Wer meine Entwicklungsarbeit unterstützen möchte, darf gerne einen kleinen Beitrag spenden.  PN an mich.


----------



## usopia (10. Juli 2011)

...und jeder, der hier ständig nachfragt und Stress macht wird eeeh nix gewinnen...


----------



## Clinique (10. Juli 2011)

_Das glaub ich nicht.... und deswegen Stress ich ne Runde mit.

Mich interessiert nämlich, was Logitech nun für ne Design Richtung einschlägt und ob meine Vorstellung
überhaupt in Frage käme. Also die Mäuse mit nem aufgeklatschten Bild alá Frau oder Auto oder Pimpmycar Stil gewinnen
ja nu hoffentlich nicht. Das find ich nämlich Computerbild-Noob-Casual-Typig._

*Oooh...LoL, falscher Thread. Egal, zeigt wenigstens dass noch andere Gewinnspiele nicht beachtet werden.*


----------



## usopia (11. Juli 2011)

Clinique schrieb:


> _*Oooh...LoL, falscher Thread. Egal, zeigt wenigstens dass noch andere Gewinnspiele nicht beachtet werden.*_


_
 naja, immerhin ein ähnlicher Thread.
Daß der Maus-Wettbewerb noch nicht entschieden ist, liegt bestimmt an Logitech und nicht an der Red, denke ich mal. Habe das aber nicht großartig weiter verfolgt nach meiner Abstimmung._


----------



## L.B. (11. Juli 2011)

Der Maus-Wettbewerb ist längst abgeschlossen. Es gab in der letzten (oder vorletzen?) Print sogar einen Artikel darüber.


----------



## Lyr1x (11. Juli 2011)

... ist er nicht :o
Die Preise sind noch lange nicht bei den Gewinnern


----------



## Clinique (11. Juli 2011)

Ah ja, dass kann sein, die Gewinner werden wohl eher in der Printausgabe gezeigt. 
Gut, wusst ich nicht, aber ich sollte ja mit meinem Design so megasupergut angekommen
sein, nehm ich mal ziemlich sicher an  ->  also sind meine Preise nur noch nicht angekommen...

xD


----------



## L.B. (11. Juli 2011)

Da ich nichts gewonnen habe, kann ich über den Verbleib der Preise nichts sagen.


----------



## Ickis99 (11. Juli 2011)

Zumindest sollte der Wettbewerb und die Gewinnverteilung abgeschlossen sein, bevor Witcher 2 und Shogun 2 für 3€ in der Ramsch-Kiste zu finden sind, sonst wär das Ganze relativ witzlos


----------



## jensi251 (11. Juli 2011)

Wer hat den nun gewonnen?
Wurde das schon abgestimmt? Habe da gar nichts von mitbekommen.


----------



## Simlog (11. Juli 2011)

jensi251 schrieb:


> Wer hat den nun gewonnen?
> Wurde das schon abgestimmt? Habe da gar nichts von mitbekommen.


 
Nein !? Oder warum glaubst du beschwert sich hier jeder ???


----------



## LordMeuchelmord (12. Juli 2011)

Sind den die 30, die zur Abstimmung gebracht werden sollen, schon selektiert worden?


----------



## streetjumper16 (12. Juli 2011)

LordMeuchelmord schrieb:


> Sind den die 30, die zur Abstimmung gebracht werden sollen, schon selektiert worden?

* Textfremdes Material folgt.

PR #25, opened 2024-04-30
Out 303 - UI - Functional Search bar

arpandhakal:
### Tasks

- [Out 303 - UI Functional Search bar](https://linear.app/copilotplatforms/issue/OUT-303/ui-functional-search-bar)

### Changes

- [x] Added FilterBar component 
- [x] Applied SearchBar component inside FilterBar component
- [x] created FilteredTasks state and updated it on taskboard slice actions
- [x] rendered FilteredTasks on taskboard 

### Testing Criteria

- [Loom](https://www.loom.com/share/9647ee1742a94226bedc7f577776ff1a)

### Notes

- Pulled recent changes from OUT - 243

PR #29, opened 2024-05-02
Out-302 UI - Filter by Assignee

arpandhakal:
### Tasks

- [UI - Filter by Assignee](https://linear.app/copilotplatforms/issue/OUT-302/ui-filter-by-assignee)

### Changes

- [x] Selector component modified : added extra placeholder and customOptions Prop.
- [x] Created UI for filter by assignee with reference to figma
- [x] Created a new reducer is taskboard slice to handle change in filter by assignee component.
- [x] Implemented filter by asignee logic with 3 cases : filter task by users, filter tasks which are unassigned and no filter.

### Testing Criteria

- [ LOOM](https://www.loom.com/share/29dc8747cd024825a280cf197e2f67ad)

### Notes

- Dependent on #25 and #15


src/components/layouts/FilterBar.tsx
```diff
@@ -18,7 +31,60 @@ export const FilterBar = () => {
...
+                        >
+                          <CrossIcon />
+                        </IconButton>
+                      </Stack>
+                    ) : (
+                      <> assignee</>
+                    )}
+                  </Stack>
+                </Typography>
+              }
```
aatbip, line 84: Create a separate component as `FilterButton` or similar to place this part of the code. This component will be responsible for the behaviour rendered by this code.

src/components/layouts/FilterBar.tsx
```diff
@@ -18,7 +31,60 @@ export const FilterBar = () => {
...
+              selectorType={SelectorType.ASSIGNEE_SELECTOR}
+              customOptions={{ id: '', name: 'No assignee', value: '' }}
+              buttonContent={
+                <Typography
+                  variant="bodySm"
+                  lineHeight="32px"
+                  fontWeight={500}
+                  fontSize="12px"
+                  sx={{ color: (theme) => theme.color.gray[600] }}
+                >
```
aatbip, line 54: Let's not use this `Typography` in a top level here. This `Typography` is rendered as `span` tag and technically we are rendering block elements inside the inline element which is not a preferred semantics. 
I think the node for `buttonContent` prop can be refactored for better readability as well. For ex: the way `<> Filter by </>` and `<> assignee </>` are rendered can be changed. Why not render both cases by breaking them down into smaller components that reside in the same file?

src/components/inputs/Selector.tsx
```diff
@@ -13,21 +13,46 @@ export enum SelectorType {
   STATUS_SELECTOR = 'statusSelector',
 }
 
+interface customOptions {
+  id: string
+  name: string
+  value?: string
+  //other custom types..
+}
```
aatbip, line 21: I think this way of extending `Selector` component to render `customOptions` will make it constraint for only one use case. Can we consider for more flexible use case? 
I think we should rely on passing `ReactNode` as `extraOptionRenderer`. If you need help with this then let's have sync up.

aatbip (changes requested):
Still checking on this. For now, this is what I am requesting to change.

src/components/inputs/Selector.tsx
```diff
@@ -13,21 +13,46 @@ export enum SelectorType {
   STATUS_SELECTOR = 'statusSelector',
 }
 
+interface customOptions {
```
saugatmaharjan, line 16: @arpandhakal let's capitalize interface names

src/components/inputs/Selector.tsx
```diff
@@ -13,21 +13,46 @@ export enum SelectorType {
...
+  value?: string
+  //other custom types..
+}
+
 interface Prop {
   getSelectedValue: (value: unknown) => void
   startIcon: ReactNode
   value: unknown
   selectorType: SelectorType.STATUS_SELECTOR | SelectorType.ASSIGNEE_SELECTOR
   options: unknown[]
```
saugatmaharjan, line 28: can't we utilize TS `Generics` here rather that using `unknown`, please try exploring `Generics`

src/components/inputs/Selector.tsx
```diff
@@ -13,21 +13,46 @@ export enum SelectorType {
...
+  customOptions,
+}: Prop) {
+  const [anchorEl, setAnchorEl] = useState<null | HTMLElement>(null)
+
+  const handleClick = (event: React.MouseEvent<HTMLDivElement>) => {
+    setAnchorEl(anchorEl ? null : event.currentTarget)
+  }
+
+  const open = Boolean(anchorEl)
+  const id = open ? 'autocomplete-popper' : undefined
```
saugatmaharjan, line 51: use empty string rather than `undefined` for `html` attribute values

src/components/layouts/FilterBar.tsx
```diff
@@ -1,15 +1,28 @@
...
 import SearchBar from '@/components/searchBar'
+import Selector, { SelectorType } from '@/components/inputs/Selector'
+import { useHandleSelectorComponent } from '@/hooks/useHandleSelectorComponent'
+import { selectTaskBoard } from '@/redux/features/taskBoardSlice'
+import { useSelector } from 'react-redux'
+import { IAssigneeCombined } from '@/types/interfaces'
+import { CrossIcon, FilterByAsigneeIcon } from '@/icons'
 
-export const FilterBar = () => {
+export const FilterBar = ({}: {}) => {
```
saugatmaharjan, line 16: if there are no props expected let's remove empty object

src/redux/features/taskBoardSlice.tsx
```diff
@@ -44,6 +44,15 @@ const taskBoardSlice = createSlice({
           : state.tasks
       state.filteredTasks = filteredTasks
     },
+    setFilteredAsignee: (state, action) => {
```
saugatmaharjan, line 47: let's type the `action` as well, please refer to RTK [Typescript doc](https://redux-toolkit.js.org/usage/usage-with-typescript)

@arpandhakal @aatbip @rrojan

aatbip: @saugatmaharjan Added types to `action`s in c8792f7e4af6ff1c7630e4e7e40ec55049bb6a34 commit

cc: @arpandhakal @rrojan

src/components/inputs/Selector.tsx
```diff
@@ -37,64 +62,61 @@ export default function Selector({ getSelectedValue, startIcon, value, selectorT
...
-                <StatusSelectorRenderer props={props} option={option} />
-              )
+        <StyledAutocomplete
+          id="status-box"
+          onBlur={() => {
+            setAnchorEl(null)
+          }}
+          openOnFocus
+          autoHighlight
+          options={customOptions ? [customOptions, ...options] : options}
```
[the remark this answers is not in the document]
aatbip: `customOptions` is the optional option that is used if we want to render extra field in the Autocomplete that is not part of the `options`. I think this approach is necessary to meet the current functionality for the `Selector` component throughout this app. 
cc: @arpandhakal

src/components/inputs/Selector.tsx
aatbip: Changed in e58dca661e43a72f2a6a73a0ca916d88191512a5 commit

aatbip (dismissed):
I have pushed commits for the reviews by @saugatmaharjan . I think we can merge now after fixing the conflicts. 
cc: @arpandhakal

aatbip (approved):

Also das würde mich auch interessieren!!

PS: Was ein Usernamen


----------



## Lyr1x (12. Juli 2011)

das lustige ist ja immer wieder bei den Wettbewerben das nach Abschluss, wild diskutiert wird wann denn nun das ganze zum Voting kommt, was ich auch verstehe.

Ich verstehe nur nicht warum kein Redakteuer sich kurz dazu äußert und einen kurzen Termin ansagt, wann es evtl mit dem Voting losgeht, würde zumindest das lange warten etwas erleichtern und unnötiges geblabber verhindern... :/


----------



## Semih91 (12. Juli 2011)

Ansich brauchen die sich nicht zu melden. Hier sind mit großer Wahrscheinlichkeit über 500 Bilder geladen worden von denen nur 6% es zum Voting schaffen. Ihr müsst bedenken, dass die Redakteure sich die Besten aussuchen müssen und dass dies schon etwas länger dauern kann. Deshalb ist es unnötig von jedem hier zu kommentieren. Wartet einfach 2 Wochen ab, wenn bis dahin nichts kommt, dann wird die Redaktion noch nicht alle 30 haben oder sie werden hier die Bilder zum Voting fertig haben. Einfach abwarten und Geduld zeigen, diese Jungs haben es schwerer als ihr


----------



## ZeroKey (13. Juli 2011)

Also, ich habe jetzt erst ein paar hintergründe gesehen und muss sagen, dass da viele seher geile Hintergründe und auch Designs bei sind. Ich habe gerade die Suchfunktion misshandelt, um irgend einen Post zu finden, in dem jemand danach fragt, wo man die Designs her bekommt und ich konnte keinen finden. Ich habe auch mal Google gefragt, aber nicht wirklich was sinnvolles gefunden. Deswegen frage ich jetzt hier. Wo bekomme ich diese Designs her? Zum beispiel die Bilder: 6, 11, 13, 33, 63, 67 (der linke Bildschirm), 83, 84 und 87 (der linke Bildschirm)... ich könnte ewig weiter machen. Mir gehts nur um die Designs, nicht um die Hintergründe, die sind ja nicht schwer zu bekommen. 
Bitte kommt mir jetzt nicht mit so was wie "Schreib dir die Designs doch selber" oder "such einfach mal in verschiedenen Foren" Ich habe gesucht und schreiben werde ich die sicherlich nicht, weil ich keine ahnung vom Programieren habe und nicht extra für nen Win7 design VisualBasic (Ist es doch, oder?) lernen werde.
Also ich hoffe, dass mir irgend wer nen sinnvollen Tipp geben kann.
Greez


----------



## Invisible_XXI (13. Juli 2011)

die meisten (oder alle designs) bestehen aus den standard programmen und skins.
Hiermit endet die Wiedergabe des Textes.